Вслед за словами Асенаты великан вздрогнул и, словно прозрев, повернул к ней голову.

— Всё… ложь… — прошипел Фейзт. Из его горла выходили трубки, и голос звучал настолько тихо, словно Гиад слышала его только в воображении. — Так было… всегда.

— Толанд… — Асената осеклась, не зная, что еще сказать.

— Лучше… убей меня… а то потом… не сможешь. — Натянув цепи, он вцепился сестре в запястье. Ладонь бойца оказалась холодной и влажной, как у оттаявшего трупа. Потом Гиад ощутила шевеление у него под кожей. Свет в глазницах Фейзта приобрел мутно–зеленый оттенок. — Не могу… удержать их… снаружи.

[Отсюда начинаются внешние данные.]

PR #1096, opened 2024-03-15
Add export action

### LINKED ISSUE #405: Export chat history to JSON & CSV
Mimic behavior in VSC added by [this PR](https://github.com/sourcegraph/cody/pull/829).

mkondratek:
Fixes https://github.com/sourcegraph/jetbrains/issues/405.

- [x] verify against sourcegraph/cody/pull/3287 or later 
- [x] `chatRestore` instead of `createFromState`
- [x] restore a single chat
- [ ] update cody commit
- [x] test on windows

Related PR to the agent: https://github.com/sourcegraph/cody/pull/3487

| --- | --- |
| --- | --- |
| image | image |

## Test plan
1. tbd


src/main/kotlin/com/sourcegraph/cody/chat/ExportChatsBackgroundable.kt
```diff
@@ -0,0 +1,62 @@
...
+      CodyAgentService.withAgent(project) { agent ->
+        val result: ChatHistoryResponse? =
+            agent.server
+                .chatExport(IdParam(connectionId))
+                .completeOnTimeout(null, 15, TimeUnit.SECONDS)
+                .get()
+        if (result != null) {
+          onSuccess.invoke(result)
+        } else {
+          throw Error("Request timed out") // todo: handle it
```
mkondratek: @pkukielka, this is a scenario when we time out. Do you have any suggestions how we should handle that? 🙏

mkondratek:
We found one bug btw - our restored chats have `lastInteractionTimestamp` as the chat id we assign to the chats (e.g. `0c912af5-f2a9-4d60-b8b0-3a75e472a1da`). While VS Code generates and export chats with a "proper" timestamp (e.g. `Tue, 27 Feb 2024 23:55:50 GMT`). 

(Issue: https://github.com/sourcegraph/jetbrains/issues/1152)

src/main/kotlin/com/sourcegraph/cody/chat/ExportChatsBackgroundable.kt
```diff
@@ -0,0 +1,61 @@
...
+    val accountId = CodyAuthenticationManager.instance.getActiveAccount(project)?.id
+    val chats =
+        HistoryService.getInstance(project)
+            .state
+            .chats
+            .filter { it.accountId == accountId }
+            .filter { it.messages.isNotEmpty() }
+
+    chats.forEachIndexed { index, chatState ->
+      AgentChatSessionService.getInstance(project).getOrCreateFromState(chatState)
```
pkukielka: TBH I do not like that approach although I know it's easiest from the perspective of the code reuse.
We are creating there a lot more than we need, including all UI panels, fetching LLM models, and what not, while all we really want is to call `agent.server.chatRestore`. Maybe we should refactor that bit of logic out and reuse (it will be very close to existing `AgentChatSession::restoreAgentSession` method, no)?

src/main/kotlin/com/sourcegraph/cody/chat/ExportChatsBackgroundable.kt
pkukielka: We are timing out because of `.completeOnTimeout(null, 15, TimeUnit.SECONDS)` or something else? I do not think we should have restrictive timeout there. If we are concerned about some arbitrary big number of chat being exported (e.g. > 1000) we can check that at the very start and notify user that e.g. only last 1000 chats will be exported.

src/main/kotlin/com/sourcegraph/cody/chat/actions/ExportChatsAction.kt
```diff
@@ -0,0 +1,82 @@
...
+            project,
+            onSuccess = { chatHistory ->
+              val json = gson.toJson(chatHistory)
+              invokeLater {
+                WriteAction.run<RuntimeException> {
+                  saveTextToFile(json.toByteArray(), result.file)
+                }
+              }
+            },
+            onFinished = { isRunning = false })
```
pkukielka: `isRunning` is accessed from multiple threads? Please mark it as `volatile`.

src/main/kotlin/com/sourcegraph/cody/chat/actions/ExportChatsAction.kt
```diff
@@ -0,0 +1,82 @@
...
+
+    val result = saveFileDialog.save(outputDir, fileName) ?: return
+
+    ExportChatsBackgroundable(
+            project,
+            onSuccess = { chatHistory ->
+              val json = gson.toJson(chatHistory)
+              invokeLater {
+                WriteAction.run<RuntimeException> {
+                  saveTextToFile(json.toByteArray(), result.file)
```
pkukielka: Use `getVirtualFile` instead of `file`, so you don't need to convert it back and forth risking conversion issues.

mkondratek: good point - thanks

src/main/kotlin/com/sourcegraph/cody/chat/actions/ExportChatsAction.kt
mkondratek: it's always AWT

src/main/kotlin/com/sourcegraph/cody/chat/ExportChatsBackgroundable.kt
mkondratek: I have not encountered the timeout. I can imagine that someone can lose their connection during the export.

If we are considering some constraints we may need to find some more sophisticated way to determine the limit. One can have a single chat with 2000 messages while the other can have 1000 chats with only two messages each (human question, assistant response).

mkondratek: I just tried with a chat that has **over 5000 messages** (the number of assistant messages) - it fails 🔴 

```
2024-03-21 16:42:32,131 [ 342766]   WARN - #c.i.d.PerformanceWatcherImpl - UI was frozen for 5191ms, details saved to /Users/mkondratek/IdeaProjects/jetbrains/build/idea-sandbox/system/log/threadDumps-freeze-20240321-164231-IC-221.5080.210-5sec
java.lang.Throwable: Invocation timed out (1sec)
	at java.desktop/sun.lwawt.macosx.LWCToolkit.invokeAndWait(LWCToolkit.java:818)
	at java.desktop/sun.lwawt.macosx.LWCToolkit.invokeAndWait(LWCToolkit.java:664)
	at java.desktop/sun.lwawt.macosx.CAccessibility.invokeAndWait(CAccessibility.java:114)
	at java.desktop/sun.lwawt.macosx.CAccessibility.invokeAndWait(CAccessibility.java:108)
	at java.desktop/sun.lwawt.macosx.CAccessibility.getFocusOwner(CAccessibility.java:568)
java.lang.OutOfMemoryError: Java heap space
java.lang.OutOfMemoryError: Java heap space
java.lang.OutOfMemoryError: Java heap space
java.lang.OutOfMemoryError: Java heap space
java.lang.Throwable: Invocation timed out (1sec)
	at java.desktop/sun.lwawt.macosx.LWCToolkit.invokeAndWait(LWCToolkit.java:818)
	at java.desktop/sun.lwawt.macosx.LWCToolkit.invokeAndWait(LWCToolkit.java:664)
	at java.desktop/sun.lwawt.macosx.CAccessibility.invokeAndWait(CAccessibility.java:114)
	at java.desktop/sun.lwawt.macosx.CAccessibility.invokeAndWait(CAccessibility.java:108)
	at java.desktop/sun.lwawt.macosx.CAccessibility.getFocusOwner(CAccessibility.java:568)
Exception in thread "HttpClient-1-SelectorManager" java.lang.OutOfMemoryError: Java heap space
```

I tried with ~1500 messages (the number of assistant messages) - it works (I was able to export) but IntelliJ complains about running low on memory.

I tried with 1000 messages (the number of assistant messages) - it works - no complaints.

mkondratek:
I ve just found some designs (https://github.com/sourcegraph/jetbrains/issues/405) 😅 

image
image

src/main/kotlin/com/sourcegraph/cody/agent/CodyAgentServer.kt
```diff
@@ -74,8 +91,10 @@ interface CodyAgentServer {
   @JsonRequest("chat/submitMessage")
   fun chatSubmitMessage(params: ChatSubmitMessageParams): CompletableFuture<ExtensionMessage>
 
-  @JsonRequest("chat/models")
-  fun chatModels(params: ChatModelsParams): CompletableFuture<ChatModelsResponse>
+  @JsonRequest("chat/models") fun chatModels(params: IdParam): CompletableFuture<ChatModelsResponse>
+
+  @JsonRequest("chat/export")
+  fun chatExport(params: IdParam): CompletableFuture<ChatHistoryResponse?>
```
dominiccooney: This does not take an ID any more on the extension side.

src/main/kotlin/com/sourcegraph/cody/chat/ExportChatsBackgroundable.kt
dominiccooney: What's the purpose of reviving the chat here? `chat/export` below gives you all the chats in local history for the authed account.

mkondratek: Some account may not be available in the local history in the agent. We need to restore them from our persistency state so the agent is aware of them.

src/main/kotlin/com/sourcegraph/cody/agent/CodyAgentServer.kt
mkondratek: thanks

src/main/kotlin/com/sourcegraph/cody/chat/ExportChatsBackgroundable.kt
```diff
@@ -0,0 +1,74 @@
...
+    val chats =
+        HistoryService.getInstance(project)
+            .state
+            .chats
+            .filter { it.accountId == accountId }
+            .filter { it.messages.isNotEmpty() }
+            .filter { it.internalId != null }
+            .filter { chat -> if (internalId != null) chat.internalId == internalId else true }
+
+    AgentChatSession.createNew(project) { _ ->
```
pkukielka: Why do you even need that call? You are not using connectionId generated by it in any way.

src/main/kotlin/com/sourcegraph/cody/chat/ExportChatsBackgroundable.kt
```diff
@@ -0,0 +1,74 @@
...
+      CodyAgentService.withAgent(project) { agent ->
+        chats.forEachIndexed { index, chatState ->
+          restoreChatSession(agent, chatState)
+          indicator.fraction = ((index + 1.0) / (chats.size + 1.0))
+          if (indicator.isCanceled) {
+            return@withAgent
+          }
+        }
+
+        val result = agent.server.chatExport().completeOnTimeout(null, 15, TimeUnit.SECONDS).get()
```
pkukielka: I do not like that random timeout values in the code.
Maybe we can use one default in the agent itself, or if we need a few tiers just have one object which defines them.

src/main/kotlin/com/sourcegraph/cody/chat/ExportChatsBackgroundable.kt
```diff
@@ -0,0 +1,74 @@
...
+        if (indicator.isCanceled) {
+          return@withAgent
+        }
+
+        if (result != null) {
```
pkukielka, line 45: Could be one if to decrease amount of indentation levels

src/main/kotlin/com/sourcegraph/cody/chat/ExportChatsBackgroundable.kt
```diff
@@ -0,0 +1,74 @@
...
+          if (internalId != null) {
+            val singleChatHistory = result.find { it.chatID == internalId }
+            if (singleChatHistory != null) {
+              onSuccess.invoke(singleChatHistory)
+            } else {
+              // todo: handle error
```
pkukielka: TODO in the code

src/main/kotlin/com/sourcegraph/cody/chat/actions/ExportChatsAction.kt
```diff
@@ -0,0 +1,73 @@
...
+            onSuccess = { chatHistory ->
+              val json = gson.toJson(chatHistory)
+              invokeLater {
+                WriteAction.run<RuntimeException> {
+                  result.getVirtualFile(true)?.setBinaryContent(json.toByteArray())
+                  VirtualFileManager.getInstance().syncRefresh()
+                }
+              }
+            },
+            onFinished = { isRunning = false })
```
pkukielka: I do not like passing state variable as general purpose callback.
We already have domain purpose class exactly for what you need there: `CancellationToken`

src/main/kotlin/com/sourcegraph/cody/chat/ExportChatsBackgroundable.kt
mkondratek: whoops - that are some leftover - good point, thanks

src/main/kotlin/com/sourcegraph/cody/chat/ExportChatsBackgroundable.kt
mkondratek: I do not understand what do you mean by `default`. I tried `.getNow(null)` but it gives `null`.

src/main/kotlin/com/sourcegraph/cody/chat/ExportChatsBackgroundable.kt
mkondratek: | timeout | error |
| --- | --- |
| image | image |

@danielmarquespt, can you pls take a look? 🙏

mkondratek: Note that it is a "tool window" notification (the balloon points to the tool window tab - `Cody`, it's less aggressive than the usual notifications)

src/main/kotlin/com/sourcegraph/cody/chat/ExportChatsBackgroundable.kt
```diff
@@ -0,0 +1,96 @@
...
+            .filter { it.accountId == accountId }
+            .filter { it.messages.isNotEmpty() }
+            .filter { it.internalId != null }
+            .filter { chat -> if (internalId != null) chat.internalId == internalId else true }
+
+    chats.forEachIndexed { index, chatState ->
+      restoreChatSession(agent, chatState)
+      indicator.fraction = ((index + 1.0) / (chats.size + 1.0))
+
+      Thread.sleep(3000)
```
pkukielka: What is that? :O

src/main/kotlin/com/sourcegraph/cody/chat/ExportChatsBackgroundable.kt
```diff
@@ -0,0 +1,96 @@
...
+      if (internalId != null) {
+        val singleChatHistory = result.find { it.chatID == internalId }
+        if (singleChatHistory != null) {
+          onSuccess.invoke(singleChatHistory)
+        } else {
+          logger.warn("export failed: singleChatHistory is null")
+
+          val notification =
+              Notification(
+                  "Sourcegraph Cody",
```
pkukielka, line 61: That probably should be defined in the messages bundle.

src/main/kotlin/com/sourcegraph/cody/chat/ExportChatsBackgroundable.kt
```diff
@@ -0,0 +1,96 @@
...
+import com.sourcegraph.cody.initialization.EndOfTrialNotificationScheduler
+import com.sourcegraph.cody.vscode.CancellationToken
+import java.util.concurrent.TimeUnit
+
+class ExportChatsBackgroundable(
+    project: Project,
+    private val agent: CodyAgent,
+    private val internalId: String?,
+    private val onSuccess: (Any) -> Unit,
+    private val cancellationToken: CancellationToken
```
pkukielka, line 23: Thank you for changing it to use `CancellationToken`!

src/main/kotlin/com/sourcegraph/cody/chat/actions/ExportChatsAction.kt
```diff
@@ -0,0 +1,85 @@
...
+                }
+              },
+              cancellationToken = token)
+          .queue()
+    }
+  }
+
+  companion object {
+    val gson: Gson = GsonBuilder().create()
+    var isRunning = AtomicReference(false)
```
pkukielka, line 77: I see what you mean talking about `AtomicReference`. 
It seems that if you need to check it externally there really is no easier way (although that probably could be just volatile boolean).

src/main/kotlin/com/sourcegraph/cody/chat/ExportChatsBackgroundable.kt
mkondratek: whoops, sorry - that was for testing only

src/main/kotlin/com/sourcegraph/cody/chat/ExportChatsBackgroundable.kt
mkondratek: This is more a key than a message to be bundled (it is referenced by `plugin.xml`). Let me extract all notification group keys in the other PR: https://github.com/sourcegraph/jetbrains/pull/1204

mkondratek:
tested on windows - works

image

pkukielka (approved):
LGTM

Уловив гнилой смрад его дыхания, Асената отшатнулась и выдернула руку. Борясь с рвотными позывами, она попятилась и свалилась с возвышения.

— Убей… меня…

— Нет, преступница, твой грех слишком тяжел для столь быстрого наказания, — заявляет канонисса Моргвин, взирая сверху вниз на коленопреклоненную женщину в оковах. — Даже если бы я решила растянуть казнь.

— Понимаю, — заверяет ее Гиад, не поднимая головы.

Они остались наедине в алтарной части сумрачного оплота Терния Вечного на Провидении. Лишь ветер колотит в окна, требуя, чтобы ему разрешили наблюдать за судом.

Больше года минуло с тех пор, как Асената ослепила своего покровителя и сбежала от его свиты. Все прошедшие месяцы она бродила по пустоши с единственным спутником — стыдом, который испытывала не из–за расправы над исповедником, но из–за гордыни, побудившей ее по доброй воле превратиться в марионетку. Первое время Гиад ждала возмездия и не пыталась скрыться, однако ничего не произошло. В конце концов сестра поняла, что воздаяния не будет.

— Отче Избавитель мертв? — спрашивает Асената, по–прежнему глядя в пол.

— Он пропал, — отвечает канонисса–истязатель. — И никто из тех, кто ушел с ним на север, тоже не вернулся, а отправленные нами следопыты никого не отыскали… кроме тебя, преступница.

— Я подвела его, — лжет Гиад.

— Ты же утверждала, что ничего не помнишь о судьбе вашей святой миссии?

— Только то, что я не справилась, канонисса.

— Неизбежный исход, — решает Моргвин. — Яс самого начала видела его в твоей душе. Ты попалась в силки собственной жажды славы.

— Да, ваше преподобие. — Помедлив секунду, сестра продолжает: — Меня удивило, что ваш орден еще не покинул Провидение.

— Мы ждем новых имперских кураторов планеты, но охотников на ведьм среди них не будет, — шипит Моргвин сквозь зубы. — Стратегия отче Избавителя принесла плоды. Наши арканские новообращенные выигрывают войну за нас.